Сухой щелчок пистолетного выстрела запутался в тяжелой бархатной портьере, толкнулся в дверь приемной, проник через нее и окончательно заглох, наткнувшись на ведущую в коридор непроницаемую дверь, которая могла с успехом защитить не только от пуль и осколков любого размера, но и от газовой атаки. Стреляная гильза, дымясь, покатилась по ковру и замерла. В кабинете коменданта царил уютный зеленоватый полумрак, в воздухе пахло табачным дымом, коньячным спиртом, одеколоном, жженым порохом и совсем чуточку — паленой шерстью: горячая гильза пропалила ворс персидского ковра, выжгла себе в нем обугленное продолговатое гнездышко — истинный подарок для знающего криминалиста. Впрочем, кого отродясь не водилось в бункере, так это криминалистов, особенно знающих.

Бригаденфюрер хлебнул еще коньяка и взялся за дело. Времени у него было предостаточно, но и мешкать не стоило: это был не его стиль, он привык действовать решительно и быстро. «Быстрота и натиск», — говорил один из основоположников русской военной науки фельдмаршал Суворов, и барон фон Шлоссенберг, в равной степени почитая других отцов искусства массового истребления себе подобных, от Цезаря и Ганнибала до Бисмарка и Тухачевского, всегда и во всем следовал этому завету.

Первым делом он сходил в приемную и натянул лежавшие в кармане плаща перчатки. Знающих криминалистов в бункере не было, это верно, но их с избытком хватало в Берлине. Вряд ли кого-то из них могли прислать сюда для расследования такого заурядного, в сущности, дела, как пьяная ссора, но Шлоссенберг совершил уже слишком много ошибок, чтобы и дальше полагаться на русское «авось».

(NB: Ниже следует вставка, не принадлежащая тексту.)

PR #3689, opened 2018-11-17
ZEC-013 mitigation

bitcartel:

PR #4025, opened 2019-05-19
Implement ZIP 208: Shorter Block Target Spacing

### LINKED ISSUE #3690: [ZIP 208] [Blossom NU] Shorter Block Target Spacing
Who is affected: all users
What: shorter target blocktimes
Why: faster finalisation [*] and greater throughput of transactions per hour.

[*] It's controversial whether this change actually provides this benefit.

Data:

 * BTC has 1 MB blocks, 600 second blocktimes, [please reply and insert typical BTC full block verification time here] and has often sustained full load without failing.
 * LTC has 1 MB blocks, 150 second blocktimes, but I don't know if it has ever sustained full load.
 * ETH has sustained full load at about 20 KB blocks about every 15 seconds, and according to [according to Frederick](https://twitter.com/zooko/status/1061719812701736960) with verification time around 300 ms. (Edit: after other changes to the difficulty in ETH, the [average block time for ETH is currently 12.5 seconds](https://www.trustnodes.com/2019/03/03/ethereum-blocks-drop-to-12-seconds).)
 * BCH may have sustained load during "stress tests" on their mainnet — I'm not sure about that. Please reply and add that data.
 * ZEC (1.0 “Sprout“ and 2.0 “Sapling”) have 2 MB max block size, 150 second block times, estimated worst-case verification time of maybe 20s (??? Please reply and add this data), but to my knowledge we've never sustained full load, not even on testnet or a simulation.

Expert opinion: I've heard from Bitcoin Core developers, Vitalik Buterin, Arthur Breitman, James Prestwich, Daira Hopwood, and Emin Gün Sirer, and probably from lots of other well-informed people who I'm momentarily forgetting (sorry), and they seem to be in rough agreement that if the worst-case block verification time (i.e. the time for a miner to verify a winning block that a different miner just supplied to them, and which that other miner might have maliciously constructed with their own transactions designed to be slow to verify) is no more than 10% of the target block time, then you're probably okay.

Proposal:

1. Write benchmarks of worst-case block verification time.
2. Wire them up to https://speed.z.cash so that we can all see their current results (on a typical 64-bit modern multicore Intel/AMD machine).
3. Optimize the verification code (batch verification of the SNARKs is allowed, SIMD implementation is allowed, multi-core and multi-threading are allowed).
4. Change the target blocktime to be 10X the new worst-case block verification time.

bitcartel:
Closes #3690.


bitcartel:
@zkbot try

Eirik0:
Rebased on to master

src/pow.cpp
```diff
@@ -31,9 +31,9 @@ unsigned int GetNextWorkRequired(const CBlockIndex* pindexLast, const CBlockHead
             pindexLast->nHeight >= params.nPowAllowMinDifficultyBlocksAfterHeight.get())
         {
             // Special difficulty rule for testnet:
-            // If the new block's timestamp is more than 6 * 2.5 minutes
+            // If the new block's timestamp is more than 6 * block interval minutes
             // then allow mining of a min-difficulty block.
-            if (pblock && pblock->GetBlockTime() > pindexLast->GetBlockTime() + params.nPowTargetSpacing * 6)
+            if (pblock && pblock->GetBlockTime() > pindexLast->GetBlockTime() + params.PoWTargetSpacing(pindexLast->nHeight + 1) * 6)
```
Eirik0: Just as a note: This is not part of zip208.

src/pow.h
```diff
@@ -19,7 +19,8 @@ class arith_uint256;
 unsigned int GetNextWorkRequired(const CBlockIndex* pindexLast, const CBlockHeader *pblock, const Consensus::Params&);
 unsigned int CalculateNextWorkRequired(arith_uint256 bnAvg,
                                        int64_t nLastBlockTime, int64_t nFirstBlockTime,
-                                       const Consensus::Params&);
+                                       const Consensus::Params&,
+                                       int nextHeight = 0);
```
Eirik0: We should remove this default.

src/main.cpp
```diff
@@ -368,7 +368,8 @@ void MarkBlockAsInFlight(NodeId nodeid, const uint256& hash, const Consensus::Pa
     MarkBlockAsReceived(hash);
 
     int64_t nNow = GetTimeMicros();
-    QueuedBlock newentry = {hash, pindex, nNow, pindex != NULL, GetBlockTimeout(nNow, nQueuedValidatedHeaders, consensusParams)};
+    int nHeight = pindex != NULL ? pindex->nHeight : chainActive.Height(); // Help block timeout computation
```
Eirik0: We should add a comment about why we use `chainActive.Height()` if `pindex` is null.

src/test/pow_tests.cpp
```diff
@@ -75,6 +87,7 @@ BOOST_AUTO_TEST_CASE(GetBlockProofEquivalentTime_test)
     const Consensus::Params& params = Params().GetConsensus();
 
     std::vector<CBlockIndex> blocks(10000);
+    std::vector<int64_t> blossomTimes(1000);
```
Eirik0: This line was was supposed to be deleted.

src/test/pow_tests.cpp
```diff
@@ -61,24 +125,35 @@ BOOST_AUTO_TEST_CASE(get_next_work_upper_limit_actual)
...
+    DeactivateBlossom();
+}
+
+void GetBlockProofEquivalentTimeImpl(const Consensus::Params& params) {
     std::vector<CBlockIndex> blocks(10000);
     for (int i = 0; i < 10000; i++) {
         blocks[i].pprev = i ? &blocks[i - 1] : NULL;
         blocks[i].nHeight = i;
-        blocks[i].nTime = 1269211443 + i * params.nPowTargetSpacing;
+        blocks[i].nTime = 1269211443 + i * params.PoWTargetSpacing(blocks[i].nHeight);
```
daira:
```suggestion
        blocks[i].nTime = i ? blocks[i - 1].nTime + params.PoWTargetSpacing(i) : 1269211443;
```

src/main.cpp
```diff
@@ -5660,7 +5687,7 @@ bool static ProcessMessage(CNode* pfrom, string strCommand, CDataStream& vRecv,
             }
             // If pruning, don't inv blocks unless we have on disk and are likely to still have
             // for some reasonable time window (1 hour) that block relay might require.
-            const int nPrunedBlocksLikelyToHave = MIN_BLOCKS_TO_KEEP - 3600 / chainparams.GetConsensus().nPowTargetSpacing;
+            const int nPrunedBlocksLikelyToHave = MIN_BLOCKS_TO_KEEP - 3600 / chainparams.GetConsensus().PoWTargetSpacing(pindex->nHeight);
```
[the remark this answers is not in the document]
daira: This is quite subtle.

src/chainparams.cpp
```diff
@@ -587,3 +598,7 @@ void UpdateNetworkUpgradeParameters(Consensus::UpgradeIndex idx, int nActivation
 {
     regTestParams.UpdateNetworkUpgradeParameters(idx, nActivationHeight);
 }
+
+void UpdateRegtestPow(int64_t nPowMaxAdjustDown, int64_t nPowMaxAdjustUp, uint256 powLimit) {
+    regTestParams.UpdateRegtestPow(nPowMaxAdjustDown, nPowMaxAdjustUp, powLimit);
+}
```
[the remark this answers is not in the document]
Eirik0: Agreed.

src/gtest/test_pow.cpp
```diff
@@ -80,24 +84,24 @@ TEST(PoW, MinDifficultyRules) {
...
     bnRes.SetCompact(0x1e7fffff);
-    bnRes /= params.AveragingWindowTimespan();
-    bnRes *= params.AveragingWindowTimespan();
+    bnRes /= params.AveragingWindowTimespan(blocks[lastBlk].nHeight);
+    bnRes *= params.AveragingWindowTimespan(blocks[lastBlk].nHeight);
     EXPECT_EQ(GetNextWorkRequired(&blocks[lastBlk], &next, params), bnRes.GetCompact());
 
     // Delay last block up to the edge of the min-difficulty limit
-    next.nTime += params.nPowTargetSpacing * 5;
+    next.nTime += params.PoWTargetSpacing(blocks[lastBlk].nHeight + 1) * 5;
```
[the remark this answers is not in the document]
Eirik0: I think this is fine. We have set `next.nTime` to be: `next.nTime = blocks[lastBlk].nTime + params.PoWTargetSpacing(blocks[lastBlk].nHeight + 1);`, one target spacing after the previous blocks time. Then on the above line we add five more target spacings, totaling six.

Eirik0:
@zkbot try

Eirik0:
Looks like the issue is to do with the `static_assert` not having a message. Not sure why this does not fail to compile locally.

Eirik0:
@zkbot try

src/consensus/params.cpp
```diff
@@ -0,0 +1,56 @@
...
+        // zip208
+        // FoundersRewardLastBlockHeight := max({ height ⦂ N | Halving(height) < 1 })
+        // H := blossom activation height; SS := SubsidySlowStartShift(); R := BLOSSOM_POW_TARGET_SPACING_RATIO
+        // preBlossom:
+        // 1 = (height - SS) / preInterval
+        // height = preInterval + SS
+        // postBlossom:
+        // 1 = (H - SS) / preInterval + (height - H) / postInterval
+        // height = H + postInterval + (SS - H) * (postInterval / preInterval)
+        // height = H + postInterval + (SS - H) / R
```
Eirik0: There is an error in this derivation and the code that follows. R := preSpacing / postSpacing = postInterval / preInterval.
This should be `... * R` not `... / R`

Eirik0: Resolved this in https://github.com/zcash/zcash/pull/4025/commits/1188c9adf7bcbecabe9bd70357d76992872f486b

Eirik0:
I removed the WIP label. There are some tests which still need to be updated, but it will be significantly easier to do so after the blossom activation heights have been set, so I suggest updating those as part of the PR that does that. These tests are in the files `shorter_block_times.py`, `test_foundersreward.cpp`, and `main_tests.cpp`.

daira:
@Eirik0 wrote:
> Looks like the issue is to do with the `static_assert` not having a message. Not sure why this does not fail to compile locally.

That's a C++ version issue. C++11 requires the message; C++17 does not. https://en.cppreference.com/w/cpp/language/static_assert

src/main.cpp
```diff
@@ -1760,14 +1761,37 @@ CAmount GetBlockSubsidy(int nHeight, const Consensus::Params& consensusParams)
...
+    // floor((BlossomActivationHeight - SlowStartShift) / PreBlossomHalvingInterval + (height - BlossomActivationHeight) / PostBlossomHalvingInterval), otherwise
+    bool blossomActive = consensusParams.NetworkUpgradeActive(nHeight, Consensus::UPGRADE_BLOSSOM);
+    int halvings;
+    if (blossomActive) {
+        int blossomActivationHeight = consensusParams.vUpgrades[Consensus::UPGRADE_BLOSSOM].nActivationHeight;
+        halvings = (blossomActivationHeight - consensusParams.SubsidySlowStartShift()) / consensusParams.nPreBlossomSubsidyHalvingInterval 
+            + (nHeight - blossomActivationHeight) / consensusParams.nPostBlossomSubsidyHalvingInterval;
+    } else {
+        halvings = (nHeight - consensusParams.SubsidySlowStartShift()) / consensusParams.nPreBlossomSubsidyHalvingInterval;
+    }
```
daira: If the Halving computation were factored out into another function, that could be used in tests to check the last FR height calculation.

src/main.cpp
```diff
@@ -6615,16 +6654,13 @@ static class CMainCleanup
...
-CMutableTransaction CreateNewContextualCMutableTransaction(const Consensus::Params& consensusParams, int nHeight, int nExpiryDelta) {
     CMutableTransaction mtx;
-    bool isOverwintered = NetworkUpgradeActive(nHeight, consensusParams, Consensus::UPGRADE_OVERWINTER);
+    bool isOverwintered = consensusParams.NetworkUpgradeActive(nHeight, Consensus::UPGRADE_OVERWINTER);
     if (isOverwintered) {
         mtx.fOverwintered = true;
-        mtx.nExpiryHeight = nHeight + nExpiryDelta;
+        mtx.nExpiryHeight = nHeight + (expiryDeltaArg ? expiryDeltaArg.get() : consensusParams.DefaultExpiryDelta(nHeight));
 
+        // Review: Should the following if() be checking the expiry delta rather than the transaction height?
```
PR #1232, opened 2024-02-26
Migrate plugin templates to db-backed mappings & mapping_fields

caitmich:
### Summary

- Migrate existing `.template` file mappings to db records
- Run as a hidden, one-off process by using a migration
- For each Mapping, create MappingField records
- Append `.legacy` to `.template` files once migrated

### Check List

- [ ] Added a CHANGELOG entry


app/services/mapping_migration_service.rb
```diff
@@ -0,0 +1,90 @@
...
+        create_mapping_field(mapping, field_title)
+      end
+    end
+  end
+
+  def migrate_pro
+  end
+
+  def template_fields
+    template_content = File.open(template_file).read
```
aapomm, line 74:
```suggestion
    template_content = File.read(template_file)
```

app/services/mapping_migration_service.rb
```diff
@@ -0,0 +1,90 @@
+class MappingMigrationService
+  attr_reader :integration_name, :rtp_id, :template_file, :templates_dir, :upload_integrations
+
+  def initialize
+    @templates_dir = Configuration.paths_templates_plugins
+    @upload_integrations = Dradis::Plugins::with_feature(:upload)
```
aapomm, line 6: Do we need `upload_integrations` as an attribute considering we're only using it one spot?

app/services/mapping_migration_service.rb
```diff
@@ -0,0 +1,90 @@
...
+      template_files.each do |template_file|
+        @template_file = template_file
+
+        if defined?(Dradis::Pro)
+          migrate_pro
+        else
+          migrate
+        end
+        # delete the .template files after migrating them to the db
+        File.delete(template_file)
```
aapomm, line 22: Are we 100% sure about making this is irreversible action of completely deleting the templates? What about we simply rename templates and give them `.old` (e.g. `evidence.template.old`) in the likely scenario that something goes wrong?

app/services/mapping_migration_service.rb
```diff
@@ -0,0 +1,90 @@
...
+  end
+
+  def call
+    upload_integrations.each do |integration|
+      @integration_name = integration.plugin_name.to_s
+
+      template_files.each do |template_file|
+        @template_file = template_file
+
+        if defined?(Dradis::Pro)
```
aapomm, line 16: I think we can improve the parity here with Pro. What about this approach instead:
```
rtp_ids = defined?(Dradis::Pro) ? ReportTemplateProperties.pluck(:id) : [nil]
rtp_ids.each do |rtp_id|
  migrate
  ...
```

This will remove the need for a pro-specific change and migrate_pro entirely. Thoughts?

app/services/mapping_migration_service.rb
```diff
@@ -0,0 +1,90 @@
...
+    # for each file, create a mapping for the uploader&plugin_name combination
+    ActiveRecord::Base.transaction do
+      mapping = create_mapping
+
+      template_fields.each do |field_title, field_content|
+        # set source_field by taking the first match to the existing %% syntax
+        source_field = field_content.match(/%(?<field>\S*?)%/)
+        @source_field =
+          if source_field && !source_field['field'].empty?
+            source_field['field']
```
aapomm, line 58: I'm not sure if I'm missing something but I think we can use the same regex as in line 86.
```suggestion
        source_field = field_content.match(/%(\S*?)%/)
        @source_field =
          if source_field
            source_field[1]
```

db/migrate/20240226193757_migrate_templates_to_mappings.rb
```diff
@@ -0,0 +1,5 @@
+class MigrateTemplatesToMappings < ActiveRecord::Migration[7.0]
+  def change
```
aapomm, line 2: Let's use `up` here and leave `down` empty (unless we can recreate the `.template` files). If a dev somehow decides to rollback, the migration service will get called again.

```suggestion
  def up
```

app/services/mapping_migration_service.rb
caitmich: You're right, would be good to have the safety of this

app/services/mapping_migration_service.rb
```diff
@@ -0,0 +1,100 @@
...
+
+      ActiveRecord::Base.transaction do
+        mapping = create_mapping(mapping_source)
+        create_mapping_fields(mapping, template_file)
+        File.rename template_file, "#{template_file}.legacy"
+      end
+    end
+  end
+
+  def migrate_multiple_upload_integration(integration)
```
aapomm, line 70: Can you add a comment why we need this method? With specific template name examples?

app/services/mapping_migration_service.rb
```diff
@@ -0,0 +1,100 @@
...
+    legacy_mapping_reference = integration.module_parent::Mapping.legacy_mapping_reference
```
aapomm, line 71: Can you add a comment as to what plugins have a legacy mapping reference?

db/migrate/20240226193757_migrate_templates_to_mappings.rb
```diff
@@ -0,0 +1,8 @@
+class MigrateTemplatesToMappings < ActiveRecord::Migration[7.0]
+  def up
+    MappingMigrationService.new.call
+  end
+
+  def down
```
aapomm, line 6: Not important, but do we need to add a reverse of the migration service? It would

- Delete the Mapping and MappingFields
- Rename the .legacy template files to .template

app/services/mapping_migration_service.rb
```diff
@@ -0,0 +1,100 @@
...
+    integration_templates_dir = File.join(@templates_dir, integration_name)
+
+    legacy_mapping_reference.each do |source_field, legacy_template_name|
+      template_file = Dir["#{integration_templates_dir}/#{legacy_template_name}.template*"]
```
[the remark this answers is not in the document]
caitmich: This is for the case where a single template is shared (Burp) because after it's copied the first time it'll be renamed

PR #1262, opened 2024-05-30
Load all project drops and parse liquid async

aapomm:
### Spec
Currently, only the document properties, project, and team are available as global drops. This prevents us from making full use of Liquid in content and cases where a user may want to iterate over the project's issues in a content block is just not possible.

Parsing Liquid inline will start to have a performance penalty considering that we'll be pulling the project records for every #show page load, so we need the following changes:

- Load only the Liquid collections found in the content
- Parse liquid asynchronously

**Proposed solution**
Update the LiquidAssignsService class with all the possible drops available in a project. This task includes:

- Update the LiquidAssignsService
  - Add all the available project drops to the liquid_assigns
  - Use low level caching to cache the drops
  - Parse the content with Liquid::VariableLookup and only pull the liquid assigns found in the content
- Parse liquid in content asynchronously
  - Add liquid_async JS that fetches the full Liquid-parsed content from the #preview action
  - Add a spinner to indicate that the Liquid-parsed content is currently being fetched
- Specs
  - Update specs to wait for the spinner before asserting the Liquid-parsed content

### Other Information

### Copyright assignment

file for the details.

### Check List

- [x] Added a CHANGELOG entry


app/services/liquid_assigns_service.rb
```diff
@@ -15,4 +15,27 @@ def assigns
 
   def assigns_pro
   end
+
+  def project_drops
+    {
+      'evidence' => project_records(type: :evidence),
```
caitmich, line 21: This will be overwritten by any `liquid_resource_assigns` coming from the controllers when it reaches `LiquidFilter` so it will have to be named differently ex 'evidences'

app/services/liquid_assigns_service.rb
```diff
@@ -6,7 +6,7 @@ def initialize(project)
   end
 
   def assigns
-    result = { 'project' => ProjectDrop.new(project) }
+    result = project_drops
```
caitmich, line 9: what about `project_assigns` instead to be consistent with the rest of the methods?

app/services/liquid_assigns_service.rb
```diff
@@ -15,4 +15,27 @@ def assigns
...
+      'evidence' => project_records(type: :evidence),
+      'issues' => project_records(type: :issue),
+      'nodes' => project_records(type: :node),
+      'notes' => project_records(type: :note),
+      'project' => ProjectDrop.new(project),
+      'tags' => project_records(type: :tag)
+    }
+  end
+
+  def project_records(type:)
```
caitmich, line 30: What about naming this one `project_record_drops` since it creates the drops

app/services/liquid_assigns_service.rb
```diff
@@ -15,4 +15,27 @@ def assigns
...
+    records = project.send(type.to_s.pluralize)
+    records = records.user_nodes if type == :node
```
caitmich, line 32: Instead of fetching the records dynamically, what about passing them into this method as an argument so that it doesn't have to worry about specific cases like if type == :node. Then it only cares about creating the drops & caching them

app/services/liquid_assigns_service.rb
aapomm: I went with `cached_drops` instead since "caching" seems to be the main job of the method

CHANGELOG
```diff
@@ -1,6 +1,5 @@
 [v#.#.#] ([month] [YYYY])
-  - [entity]:
-    - [future tense verb] [feature]
+  - Liquid: Make project-level drops available for Liquid syntax
```
caitmich, line 2:
```suggestion
  - Liquid: Make project-level collections available for Liquid syntax
```

app/assets/javascripts/tylium/modules/liquid_async.js
```diff
@@ -0,0 +1,22 @@
+document.addEventListener('turbolinks:load', function () {
+  $('[data-behavior~=liquid-async]').each(function () {
+    const that = this,
+      data = { text: $(that).attr('data-content') },
+      $spinner = $(that).prev().find('[data-behavior~=liquid-spinner');
+
+    fetch($(that).attr('data-path'), {
+      method: 'POST',
```
caitmich, line 8: I know the route is a POST, but is there a reason that we can't use GET here?

app/services/liquid_assigns_service.rb
```diff
@@ -15,4 +18,45 @@ def assigns
...
+
+    Rails.cache.fetch(cache_key) do
+      records.map { |record| drop_class.new(record) }
+    end
+  end
+
+  def project_assigns
+    project_assigns = { 'project' => ProjectDrop.new(project) }
+
+    assigns_from_content.each do |var|
```
caitmich, line 46:
```suggestion
    assigns_from_content.each do |assigns_type|
```
Or something more descriptive?

app/services/liquid_assigns_service.rb
```diff
@@ -15,4 +18,45 @@ def assigns
...
+    return AVAILABLE_PROJECT_ASSIGNS if text.nil?
+
+    variable_lookup = Liquid::VariableLookup.parse(text)
+    return (variable_lookup.lookups & AVAILABLE_PROJECT_ASSIGNS)
+  end
+
+  def cached_drops(records)
+    return [] if records.empty?
+
+    type = records.first.class.to_s.underscore
```
caitmich, line 34: What about having `type` as a parameter to save us this line since we already have the value we need in `project_assigns` and it would simplify this method a little

app/services/liquid_assigns_service.rb
```diff
@@ -1,12 +1,15 @@
 class LiquidAssignsService
-  attr_accessor :project
+  AVAILABLE_PROJECT_ASSIGNS = %w{ evidences issues nodes notes tags }.freeze
 
-  def initialize(project)
+  attr_accessor :project, :text
+
+  def initialize(project:, text: nil)
     @project = project
```
caitmich, line 7: What about passing the `project_id` instead and finding it here?

spec/support/liquid_shared_examples.rb
```diff
@@ -9,14 +9,15 @@
     visit @path
   end
 
-  it 'dynamically renders item properties' do
+  it 'dynamically renders item properties', js: true do
+    expect(page).to have_no_css('span.text-nowrap', text: 'Loading liquid dynamic content', wait: 10)
```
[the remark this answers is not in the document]
aapomm: 10 seconds is only the maximum wait time and it won't really take this long. We're only setting the value here because [2 seconds](https://github.com/teamcapybara/capybara/blob/master/README.md#asynchronous-javascript-ajax-and-friends) might be too short and we need to account for possible hitches in CI that could cause a false negative.

app/services/liquid_assigns_service.rb
aapomm: I'm not sure if we're winning with this change if we have to update every instance of this initialization as well as possibly move the `can?` check. See `liquid_enabled_resource`:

Он вздохнул с облегчением, обнаружив, что «вальтер» Курта лежит там, где должен лежать, — в кобуре у него на поясе. Проклятый выскочка, смертельно надоевший барону еще в Гейдельберге, вполне мог оставить личное оружие у себя под подушкой, в сейфе или прямо на рабочем столе. Но «вальтер» был здесь; Шлоссенберг оттянул затвор, вложил пистолет в мертвую руку, просунул уже начавший коченеть палец под предохранительную скобу, утвердил поверх него свой собственный указательный палец и, более или менее прицелившись, потянул спусковой крючок.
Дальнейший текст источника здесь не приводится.